Faradic Current Flow
Faradic current is so named because Michael Faraday (1791-1867) quantitatively described the effects of electric current through an electrolyte in 1834, stating that “the chemical decomposing action of a current is constant for a constant quantity of electricity, notwithstanding the greatest variations in its sources, in its intensity, in the size of the electrodes used, in the nature of the conductors (or nonconductors) through which it is passed, or in other circumstances.”113
Capacitive Current Flow
The resulting arrangement of ion groupings at and near the electrode-electrolyte interface can be very complicated.114 The accumulation of charge separated by charge sign at the interface defines the Helmholtz double-layer capacitance.115 Energy is stored as an electrostatic field that exists between the positive and negative charge layers.
At a pacemaker electrode, the capacitance is not constant. It is dependent on current density, electrolyte composition, and the area and other surface characteristics (e.g., fractal surface) of the electrode material.116
Because of the minute distances separating positive and negative charge layers at an electrode in electrolyte, the capacitance is high, ranging from about 0.2 to 40 mF/mm2 of geometric area of the electrode.117 The fractal-surface electrode has a much higher capacitance than a smooth-surface electrode.
Relation of Electrode-Tissue Interface Capacitance to Polarization Voltage
For a given stimulus voltage, the greater the polarization voltage at the electrode-tissue interface, the lesser the voltage gradient elsewhere in the tissue between the cathode and the anode. A fractal-surface electrode, with its high capacitance,117 has, for the same charge flow in and out, a lesser potential difference across the electrode-electrolyte interface than a smooth-surface electrode. Therefore, the fractal surface is preferred.

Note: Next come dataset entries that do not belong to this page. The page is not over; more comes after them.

PR #536, opened 2017-12-17
Changed command keybindings 0 as I and $ as A like vim.

themester:


xiaq:
As discussed on Telegram, this behaviour does not match Vim.

xiaq:
Suggested alternative to bind `I` and `A` is doing it with Elvishscript:

```
edit:binding:command[I] = { edit:move-dot-sol; edit:insert:start }
edit:binding:command[A] = { edit:move-dot-eol; edit:insert:start }
```

PR #541, opened 2017-12-19
Fixed narrow.elv and readline-binding.elv builtins to the new funcref syntax.

zzamboni:


xiaq:
Thanks! I also fixed it at roughly the same time though :)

For present-day implantable pacemaker electrodes, if the pulse duration is short, or if the pulse is biphasic with a sufficiently short time between balanced phases, the charge transfer reactions do not normally result in gross corrosion or gross tissue changes. Therefore, those reactions that do occur must be largely reversible.118
Ideal and Non-Ideal Electrodes
To avoid corrosion and deposition of toxic products in the adjacent tissue, electrodes that undergo irreversible reactions only minutely are highly desirable for pacemakers and defibrillators. Michael Faraday worked out the quantitative relationship between electrode-electrolyte chemical changes and the total amount of charge passed through the electrode into the electrolyte.119 Electrodes that under the conditions of use produce irreversible electrochemical reactions by means of these faradic currents entering or leaving the electrolyte are non-ideal electrodes.
When biphasic pulses are used, minimal postpulse polarization persists, provided the time between phases is in the microsecond range. If the time between phases is increased into the millisecond range, the duration and amplitude of persisting polarization increases (see Figs. 1-16 and 1-17).
Optimizing Impedance for Minimum Battery Consumption
All these factors influence the impedance as seen at the pulse generator. Note that fibrous tissue formation around an electrode does not necessarily increase the impedance but does increase the pacing threshold. (For further discussion of these issues, see Clinical Aspects of Myocardial Stimulation by Pacemakers.)